Maybe you could sort on GPU and keep the sorted array on GPU and use it as an indirect parameter to your rendering, perhaps as an index buffer. That way, you wouldn't have to stall at all.
This is propably the best bet on getting a million particles sorted inside a reasonable amount of time. Just as a comparison a game that I'm making with a couple of friends has a particle system that has two textures containing the particle data. One for reading and one for writing and swapping them around after rendering. Granted it's only in 2d and no need for sorting but since all the data is kept on vram all the time its blazing fast and we can have 5 million particles without any noticeably decrease in performance(less than 1ms difference in frame time between 100k and 5mil particles with a nvidia gtx 660). And as op said in the first post the shader did the job in less than 1ms too so the best solution would be to figure out a way to avoid transferring all the data between cpu and gpu.
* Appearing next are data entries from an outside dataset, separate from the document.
PR #138, opened 2025-10-07
ci: fix space issues in docker

DhruvaG2000:
github actions keep failing due to errors like these:

failed to register layer: write /opt/toolchains/zephyr-sdk-0.17.4/xtensa-nxp_rt700_hifi4_zephyr-elf/libexec/gcc/xtensa-nxp_rt700_hifi4_zephyr-elf/12.2.0/cc1: no space left on device
Error: Docker pull failed with exit code 1

Fix this by freeing up disk space on the runner before the job runs.

### DIFF
--- a/.github/workflows/build.yml
+++ b/.github/workflows/build.yml
@@ -4,39 +4,53 @@ on: [push, pull_request]
 
 jobs:
   build:
+    name: Build Arduino-API Zephyr samples
     runs-on: ubuntu-latest
-    container: zephyrprojectrtos/ci:latest
+    container: zephyrprojectrtos/ci-base:latest
     env:
       CMAKE_PREFIX_PATH: /opt/toolchains
+      CCACHE_IGNOREOPTIONS: -specs=*
+      MODULE_PATH: ../modules/lib/Arduino-Zephyr-API
+
     steps:
       - name: Checkout
         uses: actions/checkout@v4
         with:
-          path: Arduino-Zephyr-API
+          fetch-depth: 0
+          persist-credentials: false
+          path: subfolder
+
+      - name: Fix module path, list needed HALs
+        run: |
+          mkdir -p $(dirname $MODULE_PATH) && mv subfolder $MODULE_PATH
+
+      - name: Setup Zephyr project
+        uses: zephyrproject-rtos/action-zephyr-setup@v1
+        with:
+          toolchains: arm-zephyr-eabi
+          manifest-file-name: ${{ env.MODULE_PATH }}/west.yml
+          enable-ccache: false
+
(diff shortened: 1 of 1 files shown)


DhruvaG2000:
@pillo79  will clean up the commits later, but I have borrowed a few stuff from the arduino fork here, while also makig sure it still works with the way this repo is... hope to get your reviews!

.github/workflows/build.yml
```diff
@@ -3,40 +3,69 @@ name: Build
...
+
+      - name: Fix module path, list needed HALs
+        run: |
+          mkdir -p $(dirname $MODULE_PATH) && mv subfolder $MODULE_PATH
+          NEEDED_HALS=$(grep 'build.zephyr_hals=' $MODULE_PATH/boards.txt | cut -d '=' -f 2 | xargs -n 1 echo | sort -u)
+          HAL_FILTER="-hal_.*"
+          for hal in $NEEDED_HALS; do
+            HAL_FILTER="$HAL_FILTER,+$hal"
+          done
+          echo "HAL_FILTER=$HAL_FILTER" | tee -a $GITHUB_ENV
```
pillo79: Note that this depends on `boards.txt`, which is Arduino packaging stuff. For the module test I think it would be better to hardcode the minimal list of HALs you need for the tests below (or  just download everything, this is just a CI time saver 🙂).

We actually did ours by having three different shaders. One that "rendered" new particles in the particle data texture, one that updated the data between frames and one that rendered them to a framebuffer to be displayed on the screen. So the only data that needed to be sent anywhere was a list of particle emitters active during a frame sent to the first shader and the rest was just a few draw calls. I believe they call this approach ping-ponging. I'm not too familiar with how it works as my two friends do most of the rendering code in our project but I hope this gives you the motivation to try something similar yourself.
However if your particles interact with the rest of the simulation then it gets complicated and I have no idea how to make that happen.